# [Problem requirements]
In the entries below, find the line with "Co-authored-by: @arisgysel-design" and the line with "## Takeover of #2086". Print those two and everything between them exactly, and nothing else.

# [Material provided]
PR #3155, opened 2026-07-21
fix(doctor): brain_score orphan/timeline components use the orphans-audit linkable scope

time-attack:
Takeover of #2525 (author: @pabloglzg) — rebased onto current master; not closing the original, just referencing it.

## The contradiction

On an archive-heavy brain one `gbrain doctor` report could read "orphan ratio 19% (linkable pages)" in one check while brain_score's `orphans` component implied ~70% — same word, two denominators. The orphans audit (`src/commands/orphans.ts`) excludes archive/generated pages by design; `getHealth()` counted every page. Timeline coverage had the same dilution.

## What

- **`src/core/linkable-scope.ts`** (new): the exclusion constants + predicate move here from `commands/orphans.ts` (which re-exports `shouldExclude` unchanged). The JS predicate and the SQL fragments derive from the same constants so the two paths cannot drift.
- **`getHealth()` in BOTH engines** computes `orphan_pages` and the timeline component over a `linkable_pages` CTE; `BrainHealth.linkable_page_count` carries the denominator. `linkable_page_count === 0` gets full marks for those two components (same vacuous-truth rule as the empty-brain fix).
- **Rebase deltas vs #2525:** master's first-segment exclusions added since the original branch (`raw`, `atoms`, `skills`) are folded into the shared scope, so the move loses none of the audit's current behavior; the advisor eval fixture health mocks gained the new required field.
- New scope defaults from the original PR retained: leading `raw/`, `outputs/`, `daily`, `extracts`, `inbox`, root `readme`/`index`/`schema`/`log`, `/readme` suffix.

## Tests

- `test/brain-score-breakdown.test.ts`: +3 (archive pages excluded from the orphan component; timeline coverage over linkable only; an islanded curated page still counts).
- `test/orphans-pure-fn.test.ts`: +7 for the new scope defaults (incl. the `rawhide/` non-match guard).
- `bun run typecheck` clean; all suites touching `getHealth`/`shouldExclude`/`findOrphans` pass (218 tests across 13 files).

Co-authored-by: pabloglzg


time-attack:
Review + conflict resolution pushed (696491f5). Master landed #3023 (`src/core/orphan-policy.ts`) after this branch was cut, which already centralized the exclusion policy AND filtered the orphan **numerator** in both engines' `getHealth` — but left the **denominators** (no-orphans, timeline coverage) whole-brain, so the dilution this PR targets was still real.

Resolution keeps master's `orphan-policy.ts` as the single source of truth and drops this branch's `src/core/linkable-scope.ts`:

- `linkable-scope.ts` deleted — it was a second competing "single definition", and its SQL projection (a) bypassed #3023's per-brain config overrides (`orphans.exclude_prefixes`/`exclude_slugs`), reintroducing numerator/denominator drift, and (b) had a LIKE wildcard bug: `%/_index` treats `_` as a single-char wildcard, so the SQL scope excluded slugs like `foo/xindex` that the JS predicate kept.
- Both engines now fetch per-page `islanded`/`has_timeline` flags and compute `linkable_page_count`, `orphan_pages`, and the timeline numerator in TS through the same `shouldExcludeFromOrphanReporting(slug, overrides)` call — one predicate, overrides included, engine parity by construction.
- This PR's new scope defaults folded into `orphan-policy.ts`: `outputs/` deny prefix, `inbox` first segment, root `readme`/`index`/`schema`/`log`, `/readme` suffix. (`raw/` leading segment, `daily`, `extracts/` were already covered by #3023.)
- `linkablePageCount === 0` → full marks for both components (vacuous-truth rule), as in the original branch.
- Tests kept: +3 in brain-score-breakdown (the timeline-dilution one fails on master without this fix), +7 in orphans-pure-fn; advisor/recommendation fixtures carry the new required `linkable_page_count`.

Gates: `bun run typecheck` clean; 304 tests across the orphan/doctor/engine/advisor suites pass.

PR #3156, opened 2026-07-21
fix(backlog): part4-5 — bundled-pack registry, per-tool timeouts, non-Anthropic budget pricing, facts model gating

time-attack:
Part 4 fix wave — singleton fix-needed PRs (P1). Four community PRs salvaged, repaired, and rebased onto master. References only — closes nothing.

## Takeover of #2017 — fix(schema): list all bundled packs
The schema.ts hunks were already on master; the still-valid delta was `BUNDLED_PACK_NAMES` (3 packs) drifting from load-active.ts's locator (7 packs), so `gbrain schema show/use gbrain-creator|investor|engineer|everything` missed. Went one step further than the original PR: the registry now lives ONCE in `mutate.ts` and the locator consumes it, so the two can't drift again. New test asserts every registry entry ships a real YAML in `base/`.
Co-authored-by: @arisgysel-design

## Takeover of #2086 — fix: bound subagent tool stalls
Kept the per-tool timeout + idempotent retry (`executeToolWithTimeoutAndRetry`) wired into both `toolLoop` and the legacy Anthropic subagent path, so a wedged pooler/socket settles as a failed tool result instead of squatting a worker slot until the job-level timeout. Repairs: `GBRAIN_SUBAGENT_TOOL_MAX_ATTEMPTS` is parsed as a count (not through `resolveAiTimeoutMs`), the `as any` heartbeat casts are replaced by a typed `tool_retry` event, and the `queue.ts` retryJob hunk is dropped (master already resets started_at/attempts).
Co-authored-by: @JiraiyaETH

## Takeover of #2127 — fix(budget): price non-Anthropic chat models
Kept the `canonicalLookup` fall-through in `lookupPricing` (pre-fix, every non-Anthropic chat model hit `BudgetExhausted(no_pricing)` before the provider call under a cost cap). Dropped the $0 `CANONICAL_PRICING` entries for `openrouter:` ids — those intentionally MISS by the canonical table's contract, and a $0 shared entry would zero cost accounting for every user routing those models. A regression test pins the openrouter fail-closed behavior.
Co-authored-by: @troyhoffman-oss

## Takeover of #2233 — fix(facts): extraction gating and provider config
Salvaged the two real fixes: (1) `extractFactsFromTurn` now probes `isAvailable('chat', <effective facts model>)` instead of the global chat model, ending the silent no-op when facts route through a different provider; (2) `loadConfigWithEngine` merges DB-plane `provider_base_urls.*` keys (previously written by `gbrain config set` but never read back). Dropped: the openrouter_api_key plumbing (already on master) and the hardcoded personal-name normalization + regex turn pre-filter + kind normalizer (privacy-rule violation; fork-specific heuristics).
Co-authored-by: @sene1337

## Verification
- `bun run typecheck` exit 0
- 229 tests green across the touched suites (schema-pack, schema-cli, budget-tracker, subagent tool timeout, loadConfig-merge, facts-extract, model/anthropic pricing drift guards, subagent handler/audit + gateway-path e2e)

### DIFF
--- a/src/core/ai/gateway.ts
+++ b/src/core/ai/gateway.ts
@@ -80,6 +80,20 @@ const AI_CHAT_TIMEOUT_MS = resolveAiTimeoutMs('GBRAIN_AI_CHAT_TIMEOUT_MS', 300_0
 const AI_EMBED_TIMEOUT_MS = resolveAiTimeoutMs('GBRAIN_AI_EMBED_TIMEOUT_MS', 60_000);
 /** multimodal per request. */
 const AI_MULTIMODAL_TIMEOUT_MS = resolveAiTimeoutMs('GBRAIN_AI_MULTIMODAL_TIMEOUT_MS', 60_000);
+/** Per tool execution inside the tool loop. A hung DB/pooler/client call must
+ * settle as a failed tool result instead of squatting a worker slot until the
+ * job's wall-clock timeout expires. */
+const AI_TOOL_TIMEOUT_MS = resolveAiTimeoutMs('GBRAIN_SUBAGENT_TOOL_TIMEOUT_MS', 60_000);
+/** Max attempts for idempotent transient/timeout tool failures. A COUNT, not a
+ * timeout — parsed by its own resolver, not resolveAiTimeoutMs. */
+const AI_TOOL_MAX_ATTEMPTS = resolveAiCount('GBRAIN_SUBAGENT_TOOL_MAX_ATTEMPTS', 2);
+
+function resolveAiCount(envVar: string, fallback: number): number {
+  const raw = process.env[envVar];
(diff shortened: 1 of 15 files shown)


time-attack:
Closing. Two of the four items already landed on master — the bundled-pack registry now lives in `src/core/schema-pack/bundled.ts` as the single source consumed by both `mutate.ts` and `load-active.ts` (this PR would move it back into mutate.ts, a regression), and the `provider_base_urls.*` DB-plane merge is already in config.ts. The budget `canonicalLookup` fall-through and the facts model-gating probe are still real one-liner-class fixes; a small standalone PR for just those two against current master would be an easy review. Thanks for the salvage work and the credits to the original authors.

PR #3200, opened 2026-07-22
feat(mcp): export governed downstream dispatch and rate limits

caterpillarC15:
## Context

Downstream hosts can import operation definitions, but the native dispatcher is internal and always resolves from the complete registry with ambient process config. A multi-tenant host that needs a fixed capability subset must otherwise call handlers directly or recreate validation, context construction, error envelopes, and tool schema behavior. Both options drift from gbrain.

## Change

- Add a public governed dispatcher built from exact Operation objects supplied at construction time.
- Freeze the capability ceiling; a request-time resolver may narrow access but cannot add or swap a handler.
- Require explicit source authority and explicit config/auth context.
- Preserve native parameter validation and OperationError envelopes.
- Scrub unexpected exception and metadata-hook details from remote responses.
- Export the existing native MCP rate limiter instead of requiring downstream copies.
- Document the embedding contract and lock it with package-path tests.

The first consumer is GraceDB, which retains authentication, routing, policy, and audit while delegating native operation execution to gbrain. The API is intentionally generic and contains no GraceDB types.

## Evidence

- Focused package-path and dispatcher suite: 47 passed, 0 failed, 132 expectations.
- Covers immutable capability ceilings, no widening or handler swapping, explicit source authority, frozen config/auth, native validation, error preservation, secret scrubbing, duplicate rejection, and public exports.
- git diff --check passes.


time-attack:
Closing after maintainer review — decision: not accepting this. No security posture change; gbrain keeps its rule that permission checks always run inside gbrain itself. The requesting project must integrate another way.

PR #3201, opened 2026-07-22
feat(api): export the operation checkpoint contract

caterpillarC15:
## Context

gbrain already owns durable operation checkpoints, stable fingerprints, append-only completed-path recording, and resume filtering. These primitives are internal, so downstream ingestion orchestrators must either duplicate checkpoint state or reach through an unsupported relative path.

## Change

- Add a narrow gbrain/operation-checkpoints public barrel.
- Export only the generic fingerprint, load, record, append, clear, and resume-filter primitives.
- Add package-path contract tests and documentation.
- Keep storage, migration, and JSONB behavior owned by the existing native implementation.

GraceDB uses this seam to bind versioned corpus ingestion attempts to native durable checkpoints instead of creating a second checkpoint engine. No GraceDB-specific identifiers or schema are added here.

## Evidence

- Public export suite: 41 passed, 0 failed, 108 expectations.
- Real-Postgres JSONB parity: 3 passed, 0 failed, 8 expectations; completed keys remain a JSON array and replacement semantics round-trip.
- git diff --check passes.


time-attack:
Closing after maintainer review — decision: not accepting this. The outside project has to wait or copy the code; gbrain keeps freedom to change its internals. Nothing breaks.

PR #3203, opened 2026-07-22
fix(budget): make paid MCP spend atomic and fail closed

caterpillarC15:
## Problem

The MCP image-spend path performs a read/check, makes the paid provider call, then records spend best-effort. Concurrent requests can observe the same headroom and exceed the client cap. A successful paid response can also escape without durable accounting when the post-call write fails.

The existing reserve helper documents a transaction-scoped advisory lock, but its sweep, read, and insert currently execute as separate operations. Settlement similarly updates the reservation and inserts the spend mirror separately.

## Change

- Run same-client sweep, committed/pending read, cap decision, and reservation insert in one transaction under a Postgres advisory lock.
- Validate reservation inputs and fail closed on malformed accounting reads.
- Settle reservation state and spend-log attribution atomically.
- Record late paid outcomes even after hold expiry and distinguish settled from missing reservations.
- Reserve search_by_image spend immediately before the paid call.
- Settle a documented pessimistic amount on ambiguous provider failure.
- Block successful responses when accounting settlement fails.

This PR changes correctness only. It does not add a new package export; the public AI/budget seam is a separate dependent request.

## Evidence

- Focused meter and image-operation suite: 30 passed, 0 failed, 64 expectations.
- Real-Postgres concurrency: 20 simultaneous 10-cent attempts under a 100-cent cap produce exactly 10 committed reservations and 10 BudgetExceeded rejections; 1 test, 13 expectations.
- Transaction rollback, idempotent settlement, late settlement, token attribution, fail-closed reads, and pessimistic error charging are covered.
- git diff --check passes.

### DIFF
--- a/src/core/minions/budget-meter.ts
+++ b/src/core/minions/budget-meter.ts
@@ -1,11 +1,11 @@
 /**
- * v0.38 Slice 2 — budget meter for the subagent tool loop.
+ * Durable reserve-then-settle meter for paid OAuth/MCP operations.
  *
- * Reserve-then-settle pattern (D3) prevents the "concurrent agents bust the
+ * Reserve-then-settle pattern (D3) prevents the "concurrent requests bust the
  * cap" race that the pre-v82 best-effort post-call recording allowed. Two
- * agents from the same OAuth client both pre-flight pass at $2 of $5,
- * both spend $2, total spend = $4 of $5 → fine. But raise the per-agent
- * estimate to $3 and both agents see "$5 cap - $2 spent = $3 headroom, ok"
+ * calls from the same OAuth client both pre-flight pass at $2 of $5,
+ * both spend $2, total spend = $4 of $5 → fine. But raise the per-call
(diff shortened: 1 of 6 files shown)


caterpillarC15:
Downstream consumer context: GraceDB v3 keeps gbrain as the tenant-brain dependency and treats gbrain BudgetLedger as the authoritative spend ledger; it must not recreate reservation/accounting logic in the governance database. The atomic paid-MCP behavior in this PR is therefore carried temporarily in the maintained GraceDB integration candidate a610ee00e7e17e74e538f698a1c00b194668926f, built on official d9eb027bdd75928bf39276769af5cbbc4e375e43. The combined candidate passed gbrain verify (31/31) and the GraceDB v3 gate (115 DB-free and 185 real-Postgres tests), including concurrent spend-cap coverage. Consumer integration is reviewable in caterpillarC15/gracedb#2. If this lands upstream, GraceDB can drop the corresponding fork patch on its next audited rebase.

# [Output for this exercise]
Co-authored-by: @arisgysel-design

## Takeover of #2086 — fix: bound subagent tool stalls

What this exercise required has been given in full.